CAN bus (for controller area network) is a
vehicle bus standard designed to allow microcontrollers and devices to
communicate with each other within a vehicle without a host computer. CAN bus is a message-based protocol, designed
specifically for automotive applications but now also used in other areas such
as aerospace, maritime, industrial automation and medical equipment.
CAN bus is one of five protocols used in the OBD-II
vehicle diagnostics standard. The OBD-II standard has been mandatory for all
cars and light trucks sold in the United States since 1996, and the EOBD
standard has been mandatory for all petrol vehicles sold in the European Union
since 2001 and all diesel vehicles since 2004.
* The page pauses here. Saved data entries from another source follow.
PR #2888, opened 2018-01-13
Fix inclusion of cmake files in dists

minrk:
The absence of these files means that zeromq releases cannot be built with cmake.

move a few cmake-specific files into the cmake build directory so that it's self contained.


SylvainCorlay:
Thanks a lot for this. I wanted to fix this but had to be AFK most of the day.

PR #2901, opened 2018-01-27
Enable ccache for faster builds

thedrow:
Because, why not?

### DIFF
--- a/.travis.yml
+++ b/.travis.yml
@@ -8,6 +8,8 @@ os:
 
 dist: trusty
 
+cache: ccache
+
 env:
   matrix:
     - BUILD_TYPE=default CURVE=tweetnacl DRAFT=enabled


bluca:
I'm afraid it's not so simple, the CI scripts need to be updated to optionally set CC and CXX to ccache like in here: https://github.com/zeromq/czmq/blob/master/ci_build.sh

thedrow:
I'm pretty sure that ccache overrides the default gcc and clang with symlinks.

jimklimov:
I am surprised I never added it here. So much for not dogfeeding with zproject here ;)

Indeed, much of that magic for ccache variable setup may be superfluous nowadays (was different a few years back), at least assuming there is only one true compiler. Or two, both covered by ccache. This is quite likely on Travis CI cloud, may be not so on private deployments battered to work on different OSes and distros and tools - so I'd rather not rip that out.

But here - yay, good catch :)

PR #2903, opened 2018-01-31
Problem: in case of exhausted resources on creation of a context, assertions are triggered

### LINKED ISSUE #2895: Assertion failure: !(pollset [i].revents & POLLNVAL) (poll.cpp:157)
# Issue description

An assertion failure occurs in the following line:
https://github.com/zeromq/libzmq/blob/3226b8ebddd9c6c738ba42986822c26418a49afb/src/poll.cpp#L157

The fd member of the offending entry in pollset in that case has the value -1 / retired_fd.

Apparently, this was already the case when poll was called, which caused poll to set the revents of the entry to POLLNVAL.

I found that it is possible to call add_fd with a fd_ parameter of retired_fd/-1, which is not checked, so I assume this has happened somehow, but I do not know via which call chain this happened.

# Environment

* libzmq version (commit hash if unreleased): 4.2.3 built with ZMQ_USE_POLL
* OS: Windows

Unfortunately, I have not been able to reproduce this issue. It occurs if some networking issues happen, such as firewall configurations between peers change, or the local network settings are reconfigured. I don't know yet what exactly triggers the issue, but it has occurred several times on different machines.

Assertion failure: !(pollset [i].revents & POLLNVAL) within a zmq::poll_t::worker_routine thread.

# What's the expected result?

No assertion failure, operation continues.

sigiesec:
Solution: signal error to caller, and apply appropriate cleanup

Fixes #2895 (I hope)

### DIFF
--- a/src/zmq.cpp
+++ b/src/zmq.cpp
@@ -161,7 +161,12 @@ void *zmq_ctx_new (void)
 
     //  Create 0MQ context.
     zmq::ctx_t *ctx = new (std::nothrow) zmq::ctx_t;
-    alloc_assert (ctx);
+    if (ctx) {
+        if (!ctx->valid ()) {
+            delete ctx;
+            return NULL;
+        }
+    }
     return ctx;
 }
 
--- a/src/ctx.cpp
+++ b/src/ctx.cpp
@@ -127,6 +127,11 @@ zmq::ctx_t::~ctx_t ()
     tag = ZMQ_CTX_TAG_VALUE_BAD;
 }
 
+bool zmq::ctx_t::valid () const
+{
+    return term_mailbox.valid ();
+}
+
 int zmq::ctx_t::terminate ()
 {
     slot_sync.lock();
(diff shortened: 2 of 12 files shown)


bluca:
could you please move the whitespace changes to a different commit? Especially when touching something so critical that will likely have repercussions we should keep the history clean for easier bisecting and so on

sigiesec:
Yeah sorry... I accidentally reformatted everything, and I thought I reverted that but apparently I missed several places.

sigiesec:
Ok, I think I reverted all irrelevant changes now.

src/zmq.cpp
```diff
@@ -161,7 +161,12 @@ void *zmq_ctx_new (void)
 
     //  Create 0MQ context.
     zmq::ctx_t *ctx = new (std::nothrow) zmq::ctx_t;
-    alloc_assert (ctx);
+    if (ctx) {
+        if (!ctx->valid ()) {
+            delete ctx;
+            return NULL;
```
bluca: I'm not sure about this - it never returned null, so nobody will be checking for it, which means we might get a flurry of segfaults reports...

t-b: @bluca The documentation states that:

´´´
The zmq_ctx_new() function shall return an opaque handle to the newly created context if successful. Otherwise it shall return NULL and set errno to one of the values defined below.
´´´

so I would expect good code to already check for null.

PR #2910, opened 2018-02-02
Problem: race conditions for options.linger

sigiesec:
Solution: make options.linger atomic

Note: this requires #2908 to be merged first.

### DIFF
--- a/src/atomic_ptr.hpp
+++ b/src/atomic_ptr.hpp
@@ -34,8 +34,8 @@
 #define ZMQ_ATOMIC_PTR_MUTEX
 #elif defined ZMQ_HAVE_ATOMIC_INTRINSICS
 #define ZMQ_ATOMIC_PTR_INTRINSIC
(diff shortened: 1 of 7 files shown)


sigiesec:
Fixes part of #2733

src/atomic_ptr.hpp
```diff
@@ -34,7 +34,8 @@
 #define ZMQ_ATOMIC_PTR_MUTEX
 #elif defined ZMQ_HAVE_ATOMIC_INTRINSICS
 #define ZMQ_ATOMIC_PTR_INTRINSIC
-#elif (defined __cplusplus && __cplusplus >= 201103L)
+#elif (defined __cplusplus && __cplusplus >= 201103L                           \
```
bluca: might be better with a couple more brackets for easier reading

sigiesec: Ack. Will add them.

A modern automobile may have as many as 70 electronic control units (ECU) for various subsystems. Typically the biggest processor is the engine control unit (also engine control module/ECM or Powertrain Control Module/PCM in automobiles); others are used for transmission, airbags, antilock braking/ABS, cruise control, electric power steering/EPS, audio systems, windows, doors, mirror adjustment, battery and recharging systems for hybrid/electric cars, etc. Some of these form independent subsystems, but communications among others are essential. A subsystem may need to control actuators or receive feedback from sensors. The CAN standard was devised to fill this need.
The CAN bus may be used in vehicles to connect the engine control unit and transmission, or (on a different bus) to connect the door locks, climate control, seat control, etc.
Today the CAN bus is also used as a fieldbus in general automation environments, primarily due to the low cost of some CAN controllers and processors.
Bosch holds patents on the technology, and manufacturers of CAN-compatible microprocessors pay license fees to Bosch, which are normally passed on to the customer in the price of the chip. Manufacturers of products with custom ASICs or FPGAs containing CAN-compatible modules may need to pay a fee for the CAN Protocol License.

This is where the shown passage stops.